• TASK PROMPT
Your answer is a copy of every line in the records where "that" appears.

━━━━━ RECORDS TO PROCESS

PR #161, opened 2021-06-24
Update/submodule usage

calmacx:
We shouldnt be needing to rely on the co-connect-tools submodule anymore, this adds complication.

OmopDetails is a class that has been long redundant, so it is removed in services.py 

Since we still use `coconnect.tools.make_dag()` function, we install `co-connect-tools` via pip instead

### DIFF
--- a/Dockerfile
+++ b/Dockerfile
@@ -37,10 +37,6 @@ RUN pip install -r /api/requirements.txt --no-cache-dir
 USER root
 RUN apt-get install graphviz -y
 
-COPY --chown=django:django co-connect-tools/ /coconnect/
-
 USER django
-
-RUN pip install -e /coconnect/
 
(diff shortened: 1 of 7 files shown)


Dockerfile
```diff
@@ -37,10 +37,6 @@ RUN pip install -r /api/requirements.txt --no-cache-dir
 USER root
 RUN apt-get install graphviz -y
```
spco, line 38: Could you also move this install up to the main `apt-get` command above please?

spco:
In general I think this is certainly an improvement on the current setup 👍 . We can discuss at a later date whether we really need to install the whole of `co-connect-tools` just to access a single function, but that can wait.

Dockerfile
calmacx: good point. done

━━━━━━━━━━

• YOUR RESPONSE
OmopDetails is a class that has been long redundant, so it is removed in services.py 
In general I think this is certainly an improvement on the current setup 👍 . We can discuss at a later date whether we really need to install the whole of `co-connect-tools` just to access a single function, but that can wait.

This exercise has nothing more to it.